Informatics Group, Harvard University, Cambridge, MA, 02138, USA.
BMC Bioinformatics. 2020 Apr 19;21(1):149. doi: 10.1186/s12859-020-3484-z.
Typical experimental design advice for expression analyses using RNA-seq generally assumes that single-end reads provide robust gene-level expression estimates in a cost-effective manner, and that the additional benefits obtained from paired-end sequencing are not worth the additional cost. However, in many cases (e.g., with Illumina NextSeq and NovaSeq instruments), shorter paired-end reads and longer single-end reads can be generated for the same cost, and it is not obvious which strategy should be preferred. Using publicly available data, we test whether short-paired end reads can achieve more robust expression estimates and differential expression results than single-end reads of approximately the same total number of sequenced bases.
At both the transcript and gene levels, 2 × 40 paired-end reads unequivocally provide expression estimates that are more highly correlated with 2 × 125 than 1 × 75 reads; in nearly all cases, those correlations are also greater than for 1 × 125, despite the greater total number of sequenced bases for the latter. Across an array of metrics, differential expression tests based upon 2 × 40 consistently outperform those using 1 × 75.
Researchers seeking a cost-effective approach for gene-level expression analysis should prefer short paired-end reads over a longer single-end strategy. Short paired-end reads will also give reasonably robust expression estimates and differential expression results at the isoform level.

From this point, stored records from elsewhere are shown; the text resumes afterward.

PR #1612, opened 2022-03-03
simplified dedupe + preserve order

missinglink:
an extension to https://github.com/pelias/api/pull/1607 which preserves ordering of synonymous records (ie. the lower ordinal position is inherited by the superior record).


orangejulius:
All our acceptance testing shows this is either a no-op or a slight improvement. I think this is good to go, and then we can start evaluating the other deduplication related PRs: https://github.com/pelias/api/pull/1606 and https://github.com/pelias/api/pull/1371, since their full benefits are only unlocked with this change to the deduplication logic.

使用 RNA-seq 进行表达分析的典型实验设计建议通常假设单端读取以具有成本效益的方式提供稳健的基因水平表达估计,并且从配对末端测序获得的额外益处不值得额外的成本。然而,在许多情况下(例如,使用 Illumina NextSeq 和 NovaSeq 仪器),可以以相同的成本生成较短的配对末端读取和较长的单末端读取,并且不清楚应该优先考虑哪种策略。使用公开可用的数据,我们测试了短配对末端读取是否可以比大约相同数量的测序碱基的单末端读取实现更稳健的表达估计和差异表达结果。
在转录本和基因水平上,2×40 配对末端读取明确提供了与 2×125 比 1×75 更相关的表达估计;在几乎所有情况下,这些相关性也大于 1×125,尽管后者的总测序碱基数更多。在一系列指标中,基于 2×40 的差异表达测试始终优于基于 1×75 的测试。
寻求具有成本效益的基因水平表达分析方法的研究人员应优先选择短的配对末端读取,而不是更长的单末端策略。短配对末端读取也将在异构体水平上提供相当稳健的表达估计和差异表达结果。